Hello! Today we want to tell about our acquaintance with Big Data, which began in 2012, when the market had not yet covered the wave of popularity of the topic of big data.

By that time, we already had expertise in the field of building data warehouses. We considered various ways to improve the standard HD architectures, because the customer wanted to process large amounts of data in a short time and with limited budget. We understood that large amounts of data for standard storage are perfectly processed on MPP platforms, but de facto it is expensive. So, we need an inexpensive distributed system. She turned out to be Hadoop. It needs minimal initial investment, and first results can be obtained very quickly. In the longer term, horizontal, almost linear scaling, an open platform and many interesting additional functions: for example, NoSQL, fast data search, a sort of SQL data access language.
The test task was to study data enrichment on Hadoop: we measured how long standard data join-s were working. For example, the intersection of 100 GB and 10 GB by the standards of relational databases is serious volumes (it is unreasonable to use indexes with full scan). On our test servers, such tasks were completed in minutes against tens of minutes in relational storage. Taking into account the money spent on the relational storage and the cost of the mid-range array for HD (exceeds the cost of the local array by an order of magnitude on average), the choice for carrying out such calculations and data storage means was obvious.
')
To test the approach to solving the problem, we needed:
- Hadoop development competencies
- test cluster
We did a pilot project on the Hadoop stack, based on the books we read: "
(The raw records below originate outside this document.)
PR #66, opened 2020-02-10
Refs #28720 - Fixup migration variables and template

wbclark:
Based on feedback here: https://github.com/theforeman/puppet-pulpcore/pull/63/files

### DIFF
--- a/spec/classes/plugin_migration_spec.rb
+++ b/spec/classes/plugin_migration_spec.rb
@@ -4,13 +4,8 @@ migration_config = <<-EOL
 PULP2_MONGODB = {
     "name": "pulp_database",
     "seeds": "localhost:27017",
-    "username": "",
-    "password": "",
-    "replica_set": "",
-    "ssl": "False",
-    "ssl_keyfile": "",
-    "ssl_certfile": "",
-    "verify_ssl": "True",
+    "ssl": False,
+    "verify_ssl": True,
     "ca_path": "/etc/pki/tls/certs/ca-bundle.crt",
 }
 EOL
--- a/templates/migration-settings.py.erb
+++ b/templates/migration-settings.py.erb
@@ -1,12 +1,22 @@
 PULP2_MONGODB = {
-    "name": "<%= scope['pulpcore::plugin::migration::mongo_db_name'] %>",
-    "seeds": "<%= scope['pulpcore::plugin::migration::mongo_db_seeds'] %>",
-    "username": "<%= scope['pulpcore::plugin::migration::mongo_db_username'] %>",
-    "password": "<%= scope['pulpcore::plugin::migration::mongo_db_password'] %>",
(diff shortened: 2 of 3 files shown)


templates/migration-settings.py.erb
```diff
@@ -1,12 +1,22 @@
...
-    "password": "<%= scope['pulpcore::plugin::migration::mongo_db_password'] %>",
-    "replica_set": "<%= scope['pulpcore::plugin::migration::mongo_db_replica_set'] %>",
-    "ssl": "<%= scope['pulpcore::plugin::migration::mongo_db_ssl'] %>",
-    "ssl_keyfile": "<%= scope['pulpcore::plugin::migration::mongo_db_ssl_keyfile'] %>",
-    "ssl_certfile": "<%= scope['pulpcore::plugin::migration::mongo_db_ssl_certfile'] %>",
-    "verify_ssl": "<%= scope['pulpcore::plugin::migration::mongo_db_verify_ssl'] %>",
-    "ca_path": "<%= scope['pulpcore::plugin::migration::mongo_db_ca_path'] %>",
+    "name": "<%= @mongo_db_name %>",
+    "seeds": "<%= @mongo_db_seeds %>",
+<% if not @mongo_db_username.nil? -%>
```
ekohl: Perhaps easier to read
```suggestion
<% unless @mongo_db_username.nil? -%>
```

templates/migration-settings.py.erb
```diff
@@ -1,12 +1,22 @@
...
+    "username": "<%= @mongo_db_username %>",
+<% end -%>
+<% if not @mongo_db_password.nil? -%>
+    "password": "<%= @mongo_db_password %>",
+<% end -%>
+<% if not @mongo_db_replica_set.nil? -%>
+    "replica_set": "<%= @mongo_db_replica_set %>",
+<% end -%>
+    "ssl": "<%= @mongo_db_ssl ? 'True' : 'False' %>",
```
ekohl: I think this should actually be a Python boolean
```suggestion
    "ssl": <%= @mongo_db_ssl ? 'True' : 'False' %>,
```

templates/migration-settings.py.erb
wbclark: done.

templates/migration-settings.py.erb
wbclark: and done.

spec/classes/plugin_migration_spec.rb
```diff
@@ -4,12 +4,7 @@
 PULP2_MONGODB = {
     "name": "pulp_database",
     "seeds": "localhost:27017",
-    "username": "",
-    "password": "",
-    "replica_set": "",
     "ssl": "False",
```
ekohl: I would expect this not to be quoted

wbclark: good point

Hadoop: The Definitive Guide " and "
MapReduce Design Patterns ". Our team already had Java expertise, and the transition to the MapReduce paradigm did not become a problem even for those who came from the Oracle Database. Then to start it was enough to read and learn a couple of books.
To speed up testing, we used Amazon EC2's cloud services, which allowed us to get the hardware without delay and start installing the Hadoop stack from Cloudera. In two days the stand was ready. We used 10 instances with 8 GB of RAM and 2 CPUs as hardware. 50 GB disks on each machine, taking into account the triple data replication (by default), was enough with a margin to solve the pilot problem. 10 instances were obtained experimentally, because while reducing instances, performance dropped dramatically. Now, with the development of assemblies from vendors, the cluster is put "in a couple of clicks."
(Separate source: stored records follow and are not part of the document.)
PR #67, opened 2020-02-11
Refs #28901 - add setting postgresql_db_user

wbclark:


wbclark:
@ekohl this fails in `spec/acceptance/basic_spec.rb` when I change the `postgresql_database_user` to a value other than `pulp`. For example with the user 'pulpcore' we get a password authentication error for that user during `django-admin migrate --noinput`. Any idea why that happens?

ekohl:
On the same host it may be using ident auth rather than password auth which would fail. Not entirely sure.

evgeni:
> @ekohl this fails in `spec/acceptance/basic_spec.rb` when I change the `postgresql_database_user` to a value other than 'pulp'. For example with the user 'pulpcore' we get a password authentication error for that user during `django-admin migrate --noinput`. Any idea why that happens?

You did not pass the username to the password hash function, so it was always computing the hash like the user is `pulp` ;)

https://github.com/theforeman/puppet-pulpcore/pull/373

PR #69, opened 2020-02-13
Fixes #28996 - Set PULP_STATIC_ROOT

wbclark:


manifests/admin.pp
```diff
@@ -31,6 +31,7 @@
     environment => [
       'DJANGO_SETTINGS_MODULE=pulpcore.app.settings',
       "PULP_SETTINGS=${pulp_settings}",
+      'PULP_STATIC_ROOT=/var/lib/pulp/assets/',
```
ekohl: Could you make this a parameter on the `pulpcore` class so we're certain they are in sync?

wbclark:
I've introduced a new parameter `pulp_static_root` and added tests for custom static directories.

spec/defines/admin_spec.rb
```diff
@@ -5,6 +5,11 @@
     context "on #{os}" do
       let(:facts) { os_facts }
       let(:title) { 'help' }
+      let(:pre_condition) do
```
ekohl: The alternative to this was to add the parameter to the `let(:params)` block. That was the intended way of this file and it would be good to keep that. There's a block `context 'with inheritance' do` that is testing it with inheritance.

However, join is not the main vocation of Hadoop. His strength is in analytic ability. Well aware of this, we got the first real case. The pilot task was to track subscribers visiting the departure area at Moscow airports and send them a relevant mobile phone offer. From the input data were only subscriber traffic and a list of towers that serve the departure zone at the airport. But this is not Big Data.
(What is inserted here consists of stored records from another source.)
PR #70, opened 2020-02-17
fixup admin spec

wbclark:


spec/defines/admin_spec.rb
```diff
@@ -5,14 +5,14 @@
...
-        PUPPET
-      end
 
-      context 'with a fixed pulp_settings' do
-        let(:params) { { pulp_settings: '/etc/pulpcore/settings.py' } }
+      context 'with a fixed pulp_settings and static_root' do
+        let(:params) do
+          super().merge(
+            pulp_settings: '/etc/pulpcore/settings.py',
+            static_root: '/var/lib/pulp/assets'
```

Big Data appears at the moment of the second requirement for the task: to identify and exclude from the final sample all the mourners, greeters, taxi drivers, shop workers, etc. The range of cell towers is not limited to the conditional boundaries of the departure zone, therefore all nearby subscribers can get here, including outside the airport building.
Everything is great, only Amazon cluster cannot be used for this - because we are dealing with personal data of the cellular operator. It became obvious that the implementation of Big Data is a matter of time, and the customer decided to buy the first cluster. The cluster sizing was calculated for the year ahead taking into account the Big Data development strategy and purchased 20 HP 380 G8 machines (2 CPU / 48 G RAM / 12x3 Tb disk).
Six months after the start of work with Big Data, we had a team of up to 5 employees, and by the end of 2013 we already had 14 people. We had to thoroughly understand everything that relates to the Hadoop stack. Our employees have completed certified courses from Cloudera: cluster management training, development on MapReduce, HBase. This background allowed us to quickly understand all the subtleties of Hadoop, get an idea of the best development techniques for MapReduce and get down to business. By the way, now there are a lot of good online courses (for example, on Coursera).
The implementation of the first business task implied a permanent job as a trigger: look for the necessary records with the necessary parameters of base stations from the incoming data stream. In Hadoop, subscriber profiles were considered on a daily basis: manually first, and then using machine learning. Subscriber profile data was overloaded into the Redis in-memory key / value storage. The incoming data stream was processed using Apache Storm. At this stage, the subscriber profile, cell tower and its sector of interest to us were taken into account. Further, this stream was processed through the subscribers contact policy (for example, so that the subscriber did not receive SMS more than the number of times assigned) and entered the SMS transmission queue.
For the sake of experiment, we tried to solve the problem only with MapReduce tools, but it turned out badly: high load on the cluster, long initialization of the Java-machine each time. Do not do this.
Now the customer company has its own industrial cluster, and we test technologies on virtual machines and evaluate the possibilities of using them on real tasks.
That somehow our acquaintance and tied.
Oh yeah - my name is Aleksey Bednov and I am ready to answer your questions in the comments.